PROVIDED DATA
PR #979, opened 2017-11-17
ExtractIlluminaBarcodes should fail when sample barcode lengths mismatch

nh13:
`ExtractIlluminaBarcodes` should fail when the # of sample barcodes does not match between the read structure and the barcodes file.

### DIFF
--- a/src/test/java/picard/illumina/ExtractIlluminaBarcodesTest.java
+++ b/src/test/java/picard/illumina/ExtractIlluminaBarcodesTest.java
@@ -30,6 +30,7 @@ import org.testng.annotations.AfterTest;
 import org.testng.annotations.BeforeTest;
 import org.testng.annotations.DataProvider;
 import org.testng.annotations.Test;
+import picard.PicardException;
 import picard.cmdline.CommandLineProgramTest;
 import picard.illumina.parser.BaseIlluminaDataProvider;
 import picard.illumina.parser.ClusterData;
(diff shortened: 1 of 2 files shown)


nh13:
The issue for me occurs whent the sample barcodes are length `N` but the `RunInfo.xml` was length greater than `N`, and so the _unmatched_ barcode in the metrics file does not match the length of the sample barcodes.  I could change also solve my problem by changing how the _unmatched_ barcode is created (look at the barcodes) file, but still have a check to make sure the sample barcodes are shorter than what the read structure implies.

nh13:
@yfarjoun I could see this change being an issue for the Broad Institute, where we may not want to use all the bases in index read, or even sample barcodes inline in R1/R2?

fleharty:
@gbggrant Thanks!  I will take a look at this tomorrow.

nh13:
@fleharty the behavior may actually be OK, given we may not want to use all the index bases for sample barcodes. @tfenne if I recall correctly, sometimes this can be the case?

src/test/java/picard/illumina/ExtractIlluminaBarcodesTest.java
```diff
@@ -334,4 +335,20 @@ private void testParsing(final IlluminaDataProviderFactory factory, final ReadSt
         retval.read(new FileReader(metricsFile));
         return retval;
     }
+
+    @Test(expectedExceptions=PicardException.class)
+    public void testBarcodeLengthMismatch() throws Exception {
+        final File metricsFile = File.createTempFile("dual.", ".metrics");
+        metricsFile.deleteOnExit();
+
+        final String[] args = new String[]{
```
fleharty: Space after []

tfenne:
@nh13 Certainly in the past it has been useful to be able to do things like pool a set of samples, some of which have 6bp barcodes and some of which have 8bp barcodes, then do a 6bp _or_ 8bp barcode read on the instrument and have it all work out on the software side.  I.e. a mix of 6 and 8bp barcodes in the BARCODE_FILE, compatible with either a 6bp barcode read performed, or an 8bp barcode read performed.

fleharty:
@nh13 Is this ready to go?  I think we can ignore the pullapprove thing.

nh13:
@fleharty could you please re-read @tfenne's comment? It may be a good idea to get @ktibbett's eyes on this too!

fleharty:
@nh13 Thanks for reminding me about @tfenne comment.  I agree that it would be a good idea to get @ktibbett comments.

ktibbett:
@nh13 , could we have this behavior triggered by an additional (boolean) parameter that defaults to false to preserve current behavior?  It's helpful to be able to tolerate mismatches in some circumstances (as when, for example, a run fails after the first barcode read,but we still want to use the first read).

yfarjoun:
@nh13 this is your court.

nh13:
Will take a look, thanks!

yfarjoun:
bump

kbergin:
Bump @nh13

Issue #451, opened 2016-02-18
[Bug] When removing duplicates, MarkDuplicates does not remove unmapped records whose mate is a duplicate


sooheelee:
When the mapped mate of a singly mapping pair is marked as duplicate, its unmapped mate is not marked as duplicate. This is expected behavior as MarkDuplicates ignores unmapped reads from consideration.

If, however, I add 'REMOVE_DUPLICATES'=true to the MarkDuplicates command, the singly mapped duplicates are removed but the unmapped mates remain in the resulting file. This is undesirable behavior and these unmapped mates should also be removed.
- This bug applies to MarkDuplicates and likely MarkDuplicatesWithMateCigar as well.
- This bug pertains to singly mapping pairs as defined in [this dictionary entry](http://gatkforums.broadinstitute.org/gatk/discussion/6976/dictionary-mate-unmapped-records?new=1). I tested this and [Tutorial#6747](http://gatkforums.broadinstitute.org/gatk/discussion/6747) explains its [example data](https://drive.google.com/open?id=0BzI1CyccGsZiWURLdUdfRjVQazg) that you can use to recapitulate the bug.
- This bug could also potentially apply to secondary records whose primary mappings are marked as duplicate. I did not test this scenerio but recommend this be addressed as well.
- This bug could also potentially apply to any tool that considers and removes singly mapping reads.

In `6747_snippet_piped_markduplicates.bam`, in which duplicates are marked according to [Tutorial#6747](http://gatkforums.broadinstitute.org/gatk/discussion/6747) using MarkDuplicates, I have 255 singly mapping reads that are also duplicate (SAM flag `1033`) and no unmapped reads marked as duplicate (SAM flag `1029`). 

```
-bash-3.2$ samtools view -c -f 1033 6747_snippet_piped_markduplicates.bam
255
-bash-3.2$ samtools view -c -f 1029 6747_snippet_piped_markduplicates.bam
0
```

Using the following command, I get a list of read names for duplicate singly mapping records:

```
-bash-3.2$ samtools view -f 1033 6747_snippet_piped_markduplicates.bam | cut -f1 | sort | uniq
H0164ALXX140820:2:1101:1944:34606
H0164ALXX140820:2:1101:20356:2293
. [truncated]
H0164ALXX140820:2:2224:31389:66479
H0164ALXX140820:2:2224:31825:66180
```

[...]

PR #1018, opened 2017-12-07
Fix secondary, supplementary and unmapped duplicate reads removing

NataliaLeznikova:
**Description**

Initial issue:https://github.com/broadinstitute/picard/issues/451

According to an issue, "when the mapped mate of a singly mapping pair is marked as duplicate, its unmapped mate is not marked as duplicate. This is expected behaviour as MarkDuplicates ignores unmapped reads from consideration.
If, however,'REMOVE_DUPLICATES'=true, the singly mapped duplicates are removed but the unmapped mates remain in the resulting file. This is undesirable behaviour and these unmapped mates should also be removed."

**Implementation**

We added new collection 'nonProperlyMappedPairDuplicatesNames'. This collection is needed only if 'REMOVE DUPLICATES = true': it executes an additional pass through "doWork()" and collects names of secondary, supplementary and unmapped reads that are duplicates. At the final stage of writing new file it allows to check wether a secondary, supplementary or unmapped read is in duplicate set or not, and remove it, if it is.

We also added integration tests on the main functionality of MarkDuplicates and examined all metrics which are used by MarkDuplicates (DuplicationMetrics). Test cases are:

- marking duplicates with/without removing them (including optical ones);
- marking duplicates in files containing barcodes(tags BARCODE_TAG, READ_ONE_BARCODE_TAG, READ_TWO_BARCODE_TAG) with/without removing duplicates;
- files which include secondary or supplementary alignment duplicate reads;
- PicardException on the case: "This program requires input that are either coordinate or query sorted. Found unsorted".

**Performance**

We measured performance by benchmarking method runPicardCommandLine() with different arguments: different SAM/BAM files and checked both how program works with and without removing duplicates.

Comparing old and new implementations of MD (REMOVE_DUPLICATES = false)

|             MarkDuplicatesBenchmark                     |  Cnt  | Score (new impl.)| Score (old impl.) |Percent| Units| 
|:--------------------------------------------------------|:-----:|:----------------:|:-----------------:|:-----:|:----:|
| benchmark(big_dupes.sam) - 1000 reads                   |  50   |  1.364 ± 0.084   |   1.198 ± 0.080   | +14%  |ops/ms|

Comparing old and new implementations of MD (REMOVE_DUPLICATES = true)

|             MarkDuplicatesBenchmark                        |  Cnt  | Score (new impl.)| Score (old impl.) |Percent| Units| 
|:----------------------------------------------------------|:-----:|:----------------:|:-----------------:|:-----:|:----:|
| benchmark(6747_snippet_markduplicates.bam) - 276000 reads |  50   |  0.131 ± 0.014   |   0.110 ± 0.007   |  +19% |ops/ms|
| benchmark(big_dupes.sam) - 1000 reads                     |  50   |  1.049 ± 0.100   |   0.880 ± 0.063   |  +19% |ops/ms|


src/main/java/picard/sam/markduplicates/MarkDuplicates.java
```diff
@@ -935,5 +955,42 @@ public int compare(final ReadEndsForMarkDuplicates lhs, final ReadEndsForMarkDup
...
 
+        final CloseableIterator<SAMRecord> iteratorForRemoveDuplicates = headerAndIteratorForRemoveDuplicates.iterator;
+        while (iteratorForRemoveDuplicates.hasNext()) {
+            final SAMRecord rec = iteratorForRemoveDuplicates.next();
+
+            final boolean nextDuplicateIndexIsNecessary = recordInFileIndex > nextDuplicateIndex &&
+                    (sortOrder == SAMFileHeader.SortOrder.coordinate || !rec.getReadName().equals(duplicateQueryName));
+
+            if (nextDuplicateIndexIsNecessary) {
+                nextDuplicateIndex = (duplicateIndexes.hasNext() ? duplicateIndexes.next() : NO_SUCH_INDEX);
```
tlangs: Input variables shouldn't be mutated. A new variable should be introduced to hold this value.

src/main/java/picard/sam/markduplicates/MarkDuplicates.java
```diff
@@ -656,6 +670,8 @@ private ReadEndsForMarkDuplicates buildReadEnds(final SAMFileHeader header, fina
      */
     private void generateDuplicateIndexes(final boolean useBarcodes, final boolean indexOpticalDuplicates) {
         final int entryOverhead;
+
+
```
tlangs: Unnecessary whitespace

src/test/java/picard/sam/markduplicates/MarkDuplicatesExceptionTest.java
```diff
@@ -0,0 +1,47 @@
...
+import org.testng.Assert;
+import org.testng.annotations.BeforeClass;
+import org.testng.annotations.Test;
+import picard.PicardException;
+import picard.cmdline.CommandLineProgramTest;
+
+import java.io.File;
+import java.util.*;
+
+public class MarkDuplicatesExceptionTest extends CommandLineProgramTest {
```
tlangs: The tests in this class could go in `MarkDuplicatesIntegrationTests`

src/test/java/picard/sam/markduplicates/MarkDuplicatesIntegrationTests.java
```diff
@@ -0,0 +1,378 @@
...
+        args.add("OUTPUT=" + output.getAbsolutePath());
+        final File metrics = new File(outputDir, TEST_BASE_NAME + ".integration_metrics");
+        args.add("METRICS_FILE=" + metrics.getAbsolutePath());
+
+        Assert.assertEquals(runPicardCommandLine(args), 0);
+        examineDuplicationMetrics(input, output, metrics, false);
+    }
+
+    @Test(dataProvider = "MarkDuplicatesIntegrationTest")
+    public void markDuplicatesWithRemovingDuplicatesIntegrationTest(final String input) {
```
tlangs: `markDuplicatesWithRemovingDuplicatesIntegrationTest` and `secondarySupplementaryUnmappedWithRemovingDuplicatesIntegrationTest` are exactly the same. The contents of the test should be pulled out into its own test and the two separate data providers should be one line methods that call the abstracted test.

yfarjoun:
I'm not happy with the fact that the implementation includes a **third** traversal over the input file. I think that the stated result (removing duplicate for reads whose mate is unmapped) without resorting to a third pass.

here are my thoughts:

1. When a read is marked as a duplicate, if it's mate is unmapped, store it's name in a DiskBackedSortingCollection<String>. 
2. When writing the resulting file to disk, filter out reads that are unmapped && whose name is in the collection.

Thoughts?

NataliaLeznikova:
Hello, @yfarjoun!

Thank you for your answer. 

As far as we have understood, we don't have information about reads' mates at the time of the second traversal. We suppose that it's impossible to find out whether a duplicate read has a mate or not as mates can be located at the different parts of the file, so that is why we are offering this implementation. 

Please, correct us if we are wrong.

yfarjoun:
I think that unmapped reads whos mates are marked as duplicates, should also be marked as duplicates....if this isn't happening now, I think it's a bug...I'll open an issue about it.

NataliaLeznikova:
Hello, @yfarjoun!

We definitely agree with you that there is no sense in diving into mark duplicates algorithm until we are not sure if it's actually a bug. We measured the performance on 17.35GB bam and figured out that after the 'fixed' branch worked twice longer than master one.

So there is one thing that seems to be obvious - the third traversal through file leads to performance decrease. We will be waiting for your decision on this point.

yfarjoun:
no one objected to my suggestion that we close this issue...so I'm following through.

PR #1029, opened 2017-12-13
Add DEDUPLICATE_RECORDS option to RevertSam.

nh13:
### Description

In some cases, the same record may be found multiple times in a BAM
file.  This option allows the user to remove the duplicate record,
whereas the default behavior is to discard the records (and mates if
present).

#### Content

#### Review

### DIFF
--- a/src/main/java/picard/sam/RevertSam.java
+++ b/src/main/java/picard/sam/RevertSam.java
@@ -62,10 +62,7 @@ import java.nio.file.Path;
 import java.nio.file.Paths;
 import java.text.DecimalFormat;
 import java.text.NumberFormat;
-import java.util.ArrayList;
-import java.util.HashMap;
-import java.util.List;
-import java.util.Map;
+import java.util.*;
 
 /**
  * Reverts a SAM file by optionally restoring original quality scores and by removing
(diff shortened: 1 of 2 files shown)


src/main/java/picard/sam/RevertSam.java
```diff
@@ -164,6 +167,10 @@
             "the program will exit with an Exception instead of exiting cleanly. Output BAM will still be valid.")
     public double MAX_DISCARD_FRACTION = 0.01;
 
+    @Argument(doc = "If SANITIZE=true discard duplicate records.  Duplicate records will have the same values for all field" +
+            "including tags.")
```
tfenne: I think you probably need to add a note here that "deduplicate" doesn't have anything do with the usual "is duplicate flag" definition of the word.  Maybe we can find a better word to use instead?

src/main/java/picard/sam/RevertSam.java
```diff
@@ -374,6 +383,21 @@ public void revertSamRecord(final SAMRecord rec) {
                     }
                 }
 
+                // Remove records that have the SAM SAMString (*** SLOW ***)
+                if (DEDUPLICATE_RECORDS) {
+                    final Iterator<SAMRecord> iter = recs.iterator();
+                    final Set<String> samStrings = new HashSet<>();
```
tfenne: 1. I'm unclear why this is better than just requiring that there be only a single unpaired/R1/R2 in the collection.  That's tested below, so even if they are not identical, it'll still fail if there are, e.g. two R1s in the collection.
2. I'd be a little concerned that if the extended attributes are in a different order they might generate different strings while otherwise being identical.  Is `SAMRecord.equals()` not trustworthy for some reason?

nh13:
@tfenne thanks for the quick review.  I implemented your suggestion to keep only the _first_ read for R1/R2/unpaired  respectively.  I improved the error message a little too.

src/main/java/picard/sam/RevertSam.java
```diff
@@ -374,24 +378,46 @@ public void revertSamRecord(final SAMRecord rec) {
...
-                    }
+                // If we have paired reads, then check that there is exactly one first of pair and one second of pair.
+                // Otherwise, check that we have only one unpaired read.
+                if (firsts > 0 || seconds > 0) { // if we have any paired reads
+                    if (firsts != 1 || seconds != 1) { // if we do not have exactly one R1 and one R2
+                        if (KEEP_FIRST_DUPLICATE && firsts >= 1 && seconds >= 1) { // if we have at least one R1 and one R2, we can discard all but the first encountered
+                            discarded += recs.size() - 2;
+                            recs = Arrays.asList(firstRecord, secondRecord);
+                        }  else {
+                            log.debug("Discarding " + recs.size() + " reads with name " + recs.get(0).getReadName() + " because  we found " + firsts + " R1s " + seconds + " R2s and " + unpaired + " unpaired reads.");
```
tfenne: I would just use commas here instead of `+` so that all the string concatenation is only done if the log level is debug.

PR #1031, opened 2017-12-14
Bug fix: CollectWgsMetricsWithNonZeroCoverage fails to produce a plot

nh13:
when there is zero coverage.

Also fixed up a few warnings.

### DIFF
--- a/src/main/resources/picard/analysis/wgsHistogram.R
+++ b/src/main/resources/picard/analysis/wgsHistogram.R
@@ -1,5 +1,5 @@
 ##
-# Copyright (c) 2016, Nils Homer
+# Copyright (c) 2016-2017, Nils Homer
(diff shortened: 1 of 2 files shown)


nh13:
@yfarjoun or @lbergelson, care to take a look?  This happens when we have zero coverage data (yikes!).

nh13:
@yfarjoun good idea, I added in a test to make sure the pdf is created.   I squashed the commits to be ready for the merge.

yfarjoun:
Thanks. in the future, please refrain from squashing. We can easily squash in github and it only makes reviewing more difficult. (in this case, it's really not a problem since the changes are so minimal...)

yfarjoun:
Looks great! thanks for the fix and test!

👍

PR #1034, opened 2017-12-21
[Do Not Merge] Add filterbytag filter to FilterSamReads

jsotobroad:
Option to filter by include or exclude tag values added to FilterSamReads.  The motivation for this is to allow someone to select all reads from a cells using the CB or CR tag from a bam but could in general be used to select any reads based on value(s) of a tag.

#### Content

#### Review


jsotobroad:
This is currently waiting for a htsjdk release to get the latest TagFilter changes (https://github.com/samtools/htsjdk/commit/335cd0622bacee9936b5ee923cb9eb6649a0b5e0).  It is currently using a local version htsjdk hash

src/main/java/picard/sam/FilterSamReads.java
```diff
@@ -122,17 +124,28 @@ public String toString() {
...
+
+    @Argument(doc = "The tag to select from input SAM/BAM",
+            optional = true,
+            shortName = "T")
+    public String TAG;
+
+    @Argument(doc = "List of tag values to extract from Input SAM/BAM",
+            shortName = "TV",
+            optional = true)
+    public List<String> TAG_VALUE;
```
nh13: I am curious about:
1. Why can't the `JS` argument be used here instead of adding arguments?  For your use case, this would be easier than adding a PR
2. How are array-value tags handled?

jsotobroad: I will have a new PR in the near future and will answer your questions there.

YOUR INSTRUCTIONS
Would you copy each line of the records that contains "Nils"?

PROBLEM SOLUTION
-# Copyright (c) 2016, Nils Homer
+# Copyright (c) 2016-2017, Nils Homer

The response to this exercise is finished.